• Task requirements:
Look through the records and copy each line that has "Failed" in it.

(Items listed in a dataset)
BEGIN

Issue #888, opened 2023-06-09
Stderr empty when calling esptool with subprocess.Popen (ESPTOOL-696)


Waganama:
### Operating System

Python 

### Esptool Version

V4.6.1

### Python Version

Python 3.11

### Full Esptool Command Line that Was Run

esptool -p COM9 --chip esp32 read_mac

### Esptool Output

```shell
STDOUT : b'esptool.py v4.6.1\r\nSerial port COM9\r\nConnecting......................................\r\n\r\nA fatal error occurred: Failed to connect to ESP32: No serial data received.\r\nFor troubleshooting steps visit:

https://docs.espressif.com/projects/esptool/en/latest/troubleshooting.html\r\n'

STDERR : b''
```

### What is the Expected Behaviour?

STDOUT : b'esptool.py v4.6.1\r\nSerial port COM9\r\nConnecting......................................\r\n\r\n

STDERR : b''A fatal error occurred: Failed to connect to ESP32: No serial data received.\r\nFor troubleshooting steps visit:

https://docs.espressif.com/projects/esptool/en/latest/troubleshooting.html\r\n'"

### More Information

Hello guys,
I tried to catch esptool error in stderr from subprocess.Popen with the following code :

def read_mac(self, port) :
        command = [ESPTOOL_PY, '-p', port, '--chip', 'esp32', 'read_mac']
        send_command(command) 
  

def send_command(command: list[str]) :
    out = subprocess.Popen([sys.executable] + command,  stdout=subprocess.PIPE, stderr=subprocess.PIPE, shell=False)
    stdout, stderr = out.communicate()
    
    print(f'STDOUT : {stdout}')
    print(f'STDERR : {stderr}')

Thanks for your help :)

radimkarnis:
Hi @Waganama,
thanks for the ticket!

 It will be implemented as a part of the next major release (v5.0) since it is a breaking change for current scripts relying on reading the stdout output.
 
 I will keep this open until then.

PR #913, opened 2023-08-24
feat: print exceptions to stderr (ESPTOOL-731)

Massimiliano-solutiontech:
Now the exceptions are printed out in the `stderr` instead of `stdout`. That could be a breaking change for some users so here two considerations:

1. make this feature opt-in by a parameter or via `esptool.cfg`
2. the existing scripts can redirect the `stderr` to `stdout` by doing `esptool.py flash_id &> stdout+stderr.txt`

I found this open issue #888 but in my opinion this change can be merged in the current version (`4.7`)

### DIFF
--- a/espefuse/__init__.py
+++ b/espefuse/__init__.py
@@ -294,7 +294,7 @@ def _main():
     try:
         main()
     except esptool.FatalError as e:
-        print("\nA fatal error occurred: %s" % e)
+        print("\nA fatal error occurred: %s" % e, file=sys.stderr)
         sys.exit(2)
 
 
--- a/espefuse/__init__.py
+++ b/espefuse/__init__.py
@@ -20,7 +20,7 @@ import espefuse.efuse.esp32s3 as esp32s3_efuse
 import espefuse.efuse.esp32s3beta2 as esp32s3beta2_efuse
 
 import esptool
-from esptool.loader import REDIRECT_ERROR
+from esptool.loader import REDIRECT_ERRORS
 
 DefChip = namedtuple("DefChip", ["chip_name", "efuse_lib", "chip_class"])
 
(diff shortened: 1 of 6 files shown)


radimkarnis:
Hello @Massimiliano-solutiontech,

Unfortunately, this cannot be merged at this moment, as it is a breaking change. It would require a new major release (v5.0). https://github.com/espressif/esptool/issues/888 is a duplicate and it's planned to be done as a part of the next major release.

> make this feature opt-in by a parameter or via esptool.cfg

This sounds like a reasonable solution in the meantime. Would you be interested in doing that as a part of this PR?

> the existing scripts can redirect the stderr to stdout by doing esptool.py flash_id &> stdout+stderr.txt

Unfortunately, this means it is still a breaking change if the existing scripts have to be changed.

Massimiliano-solutiontech:
> This sounds like a reasonable solution in the meantime. Would you be interested in doing that as a part of this PR?

Yes, in the next few days I'll update this PR

Thanks

Massimiliano-solutiontech:
Hi @radimkarnis,
I did the modifications now the default behavior is restored (errors are printed to `stdout`)

Now you can redirect errors to `stderr` by:

- adding `--redirect-errors` arg (eg. `esptool.py --redirect-errors flash_id`
- adding `redirect_errors = true` to the `esptool.cfg` file

Let me know if the name of the arg fits and/or if the implementation that I did is ok

radimkarnis:
Hello @Massimiliano-solutiontech,

thanks for the implementation!

I will ask you to kindly remove the `--redirect-errors` arg. We try to keep esptool options and arguments as lean as possible. The configuration file is enough to activate this feature until it's made default in the next major release.

Massimiliano-solutiontech:
@radimkarnis done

END

• Exercise answer:
STDOUT : b'esptool.py v4.6.1\r\nSerial port COM9\r\nConnecting......................................\r\n\r\nA fatal error occurred: Failed to connect to ESP32: No serial data received.\r\nFor troubleshooting steps visit:
STDERR : b''A fatal error occurred: Failed to connect to ESP32: No serial data received.\r\nFor troubleshooting steps visit:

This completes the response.